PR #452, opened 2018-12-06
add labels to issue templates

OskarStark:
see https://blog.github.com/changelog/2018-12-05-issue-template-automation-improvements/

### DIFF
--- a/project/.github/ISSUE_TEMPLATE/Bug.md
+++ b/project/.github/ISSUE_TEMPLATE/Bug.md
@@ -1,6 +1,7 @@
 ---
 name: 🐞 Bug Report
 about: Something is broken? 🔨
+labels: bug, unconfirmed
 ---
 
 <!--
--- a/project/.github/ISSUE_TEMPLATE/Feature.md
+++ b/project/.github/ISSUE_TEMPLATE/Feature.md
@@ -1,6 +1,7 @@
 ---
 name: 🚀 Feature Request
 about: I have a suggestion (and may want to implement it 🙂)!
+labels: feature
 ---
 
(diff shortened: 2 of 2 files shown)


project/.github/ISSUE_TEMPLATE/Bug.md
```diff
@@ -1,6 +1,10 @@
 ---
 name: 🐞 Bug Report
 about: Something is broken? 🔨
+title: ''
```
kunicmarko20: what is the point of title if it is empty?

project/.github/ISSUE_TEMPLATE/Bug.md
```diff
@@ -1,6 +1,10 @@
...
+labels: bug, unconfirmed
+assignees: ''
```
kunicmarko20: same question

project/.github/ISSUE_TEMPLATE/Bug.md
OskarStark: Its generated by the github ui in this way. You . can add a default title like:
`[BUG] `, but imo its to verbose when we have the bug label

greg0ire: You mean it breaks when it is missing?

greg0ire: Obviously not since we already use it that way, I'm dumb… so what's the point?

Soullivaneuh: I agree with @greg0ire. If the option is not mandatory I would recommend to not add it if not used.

****************

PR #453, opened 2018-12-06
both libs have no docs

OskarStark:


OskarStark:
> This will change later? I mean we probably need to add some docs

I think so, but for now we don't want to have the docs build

****************

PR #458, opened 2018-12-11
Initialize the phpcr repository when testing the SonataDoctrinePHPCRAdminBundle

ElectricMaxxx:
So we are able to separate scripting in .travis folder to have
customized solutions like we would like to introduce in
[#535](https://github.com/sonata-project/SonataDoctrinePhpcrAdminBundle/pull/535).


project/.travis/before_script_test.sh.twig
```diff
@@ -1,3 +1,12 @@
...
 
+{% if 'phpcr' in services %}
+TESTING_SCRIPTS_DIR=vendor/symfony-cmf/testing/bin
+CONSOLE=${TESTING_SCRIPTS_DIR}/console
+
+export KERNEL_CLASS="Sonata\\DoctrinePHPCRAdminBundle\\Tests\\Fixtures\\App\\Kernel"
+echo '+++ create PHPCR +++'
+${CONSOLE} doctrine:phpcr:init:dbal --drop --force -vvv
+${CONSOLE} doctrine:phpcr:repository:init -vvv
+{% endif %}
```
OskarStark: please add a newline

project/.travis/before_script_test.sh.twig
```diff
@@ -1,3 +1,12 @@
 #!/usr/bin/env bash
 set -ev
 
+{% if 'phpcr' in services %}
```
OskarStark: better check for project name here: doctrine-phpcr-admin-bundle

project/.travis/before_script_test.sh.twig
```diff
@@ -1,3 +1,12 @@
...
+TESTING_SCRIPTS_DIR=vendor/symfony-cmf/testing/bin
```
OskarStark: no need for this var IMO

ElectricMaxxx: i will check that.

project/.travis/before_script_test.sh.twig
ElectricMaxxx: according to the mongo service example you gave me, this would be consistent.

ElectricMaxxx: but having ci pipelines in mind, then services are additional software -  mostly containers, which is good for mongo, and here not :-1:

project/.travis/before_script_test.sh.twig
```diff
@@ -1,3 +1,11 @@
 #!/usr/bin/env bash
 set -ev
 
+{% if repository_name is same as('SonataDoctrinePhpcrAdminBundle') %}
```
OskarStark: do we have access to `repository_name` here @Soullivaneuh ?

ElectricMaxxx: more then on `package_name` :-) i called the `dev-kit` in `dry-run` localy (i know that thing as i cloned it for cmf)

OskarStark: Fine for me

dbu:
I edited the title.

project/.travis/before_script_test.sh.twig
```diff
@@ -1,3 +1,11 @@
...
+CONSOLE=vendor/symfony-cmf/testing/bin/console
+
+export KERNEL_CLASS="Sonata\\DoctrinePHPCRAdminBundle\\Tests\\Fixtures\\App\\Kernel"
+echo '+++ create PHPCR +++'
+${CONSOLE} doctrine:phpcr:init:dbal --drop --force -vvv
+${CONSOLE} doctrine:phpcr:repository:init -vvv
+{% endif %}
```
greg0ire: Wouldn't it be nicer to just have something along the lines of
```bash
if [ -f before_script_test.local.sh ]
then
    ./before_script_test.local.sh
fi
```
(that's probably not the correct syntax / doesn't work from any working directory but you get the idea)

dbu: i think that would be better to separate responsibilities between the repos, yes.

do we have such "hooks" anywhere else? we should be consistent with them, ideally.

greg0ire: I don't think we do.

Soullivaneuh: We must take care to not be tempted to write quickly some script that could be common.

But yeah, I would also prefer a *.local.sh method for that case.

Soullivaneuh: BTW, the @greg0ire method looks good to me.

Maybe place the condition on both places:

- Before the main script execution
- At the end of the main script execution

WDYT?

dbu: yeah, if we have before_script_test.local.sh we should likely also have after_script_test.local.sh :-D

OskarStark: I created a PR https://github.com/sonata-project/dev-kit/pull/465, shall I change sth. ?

****************

» **Prompt**
Scan the lines above for "PR #453, opened 2018-12-06" and for "I think so, but". Repeat exactly the line holding each of them and every line in between.

» **Answer below**
PR #453, opened 2018-12-06
both libs have no docs

OskarStark:


OskarStark:
> This will change later? I mean we probably need to add some docs

I think so, but for now we don't want to have the docs build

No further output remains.